Dataset excerpts:
PR #1721, opened 2024-09-20
tweak OTEL alerts to use SR

thampiotr:
#### PR Description

Changes OTEL Collector alerts to use success rate of 95% over 10min period to alert. Otherwise, we may have 99.9999% success rate and still alert. Some level of failures is acceptable for most users, especially for tracing which is frequently sampled.

#### Notes to the Reviewer

Tested in https://github.com/grafana/deployment_tools/pull/174974 

#### PR Checklist

- [x] CHANGELOG.md updated
- [ ] Documentation added
- [ ] Tests updated
- [ ] Config converters updated

PR #1818, opened 2024-10-03
Fix OTEL alerts query

thampiotr:
#### PR Description

This is a fix to yet unreleased change to OTEL alerts queries that was added in this PR: https://github.com/grafana/alloy/pull/1721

REQUIRED ACTION:
Each line above needs to be written out again exactly.

SOLVED PROBLEM:
PR #1721, opened 2024-09-20
tweak OTEL alerts to use SR

thampiotr:
#### PR Description

Changes OTEL Collector alerts to use success rate of 95% over 10min period to alert. Otherwise, we may have 99.9999% success rate and still alert. Some level of failures is acceptable for most users, especially for tracing which is frequently sampled.

#### Notes to the Reviewer

Tested in https://github.com/grafana/deployment_tools/pull/174974 

#### PR Checklist

- [x] CHANGELOG.md updated
- [ ] Documentation added
- [ ] Tests updated
- [ ] Config converters updated

PR #1818, opened 2024-10-03
Fix OTEL alerts query

thampiotr:
#### PR Description

This is a fix to yet unreleased change to OTEL alerts queries that was added in this PR: https://github.com/grafana/alloy/pull/1721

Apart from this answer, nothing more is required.